The success of many of the aforementioned novel strategies relies on sophisticated gene editing technology. Gene editing MSCs have always been criticised due to the potential risk of tumourigenecity. An advanced CRISPR/Cas9 technology has emerged to overcome this obstacle. CRISPR (Clustered Regularly Interspaced Short Palindromic Repeats) and CRISPR-associated (Cas) genes play an essential adaptive immunity in some bacteria, allowing the elimination of invading genetic materials. Cas9 is one of the Cas proteins which is unique to other CRISPR systems as only one Cas9 protein is required for gene silencing. This system consists of two elements: a nuclease, which behaves like a pair of scissor to cut genomic DNA, and a guide RNA (gRNA) which responds to recruit the nuclease to the target site. By altering the sequence of the gRNA, Cas9 nucleases can be directed toward the DNA target via Watson-Crick base pairing where it carries out strand-specific cleavage leaving the site for further genetic manipulation [112]. With subsequent improvement since its introduction, the CRISPR/Cas9 system is now able to achieve gene knockout, genome correction, cassette knockin and gene deletion. More importantly, the CRISPR/Cas9 system can be delivered in different forms, including virus, plasmid, RNA, and protein [113]. For example, CRISPR/Cas9 has been employed to regulate TGF-β signalling through precise SMAD protein knockdown [114]. To avoid permanent genome editing, CRISPR/Cas9 could be activated in a reversible manner [115] and block the gene expression in other cell types but not MSCs [116]. One of the advantages of the CRISPR/Cas9 system is the very low effect in gene editing [117]. Despite this, numerous efforts have been spent to optimise the CRISPR/Cas9 system for diverse applications, readers are advised to pay attention to the ethical concerns and safety issues that have been raised regarding this powerful tool, which is not the scope of the present review.

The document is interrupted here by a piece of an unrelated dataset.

Issue #544, opened 2023-11-08
[BUG] The cubes in some scenes in the MRTKDevTemplate project change color after being grabbed.


whebertML:
## Describe the bug

Minor cosmetic issue - some of the colored cubes in the HandInteractionExamples and DisabledInteractorsExample scene change color during, and after, manipulation while others retain color (as intended?).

The first clinical trial using CRISPR/Cas9 technology in humans was conducted in China in 2016. CRISPR/Cas9 has been used to treat patients with metastatic non-small cell lung cancer [118]. This breakthrough provides conceptual and practical guidelines on the clinical application of CRISPR/Cas9. The capability of CRISPR/Cas9 has been used in many pre-clinical studies. In the treatment of OA, it is not necessary to modify the patient's genome. However, specifically targeting the key regulators represents a potential strategy to enhance the therapeutic ability of MSCs. In 2016, three research groups have attempted to modify MSCs and chondrocytes with lentivirus-carried CRISPR/Cas9 [119], [120], [121].

Conclusion

Although MSC-based therapies have shown successful cartilage renewal and pain relief, recent trials on MSC cartilage regeneration do not provide a high level of evidence on the restoration of the original hyaline cartilage for long-term OA improvement. Processing techniques of MSCs lacked expansion and differentiation control for optimal chondrogenic potential, and sample sizes and follow-up periods for randomised control trials were not large or long enough to conclude effective regeneration. Furthermore, some studies utilised autologous MSCs in elderly patients, resulting in outcome inconsistencies between trials due to an age-related decrease in MSC proliferation. Unlike pharmaceutical drugs with defined chemical structures and functions, the identification and functional characterisation of MSCs are not standardised yet, thus making it difficult to produce MSCs with consistent biological activities in a large scale for clinical trials. Yet the dosage and mode of delivery of MSCs for cartilage repair in humans remains debatable, recent advancement in the aetiology and pathogenesis of OA, the biology of MSCs, and state-of-the-art gene editing technology have provided insight into the alternative manipulation and application of MSCs. With the combination of EV application and CRISPR/Cas9 technology, there are enormous opportunities to achieve better clinical outcomes from the use of gene modulation.

Conflict of interest

The author(s) have no conflicts of interest relevant to this article.

Funding/support

The authors have no funding to declare for this article.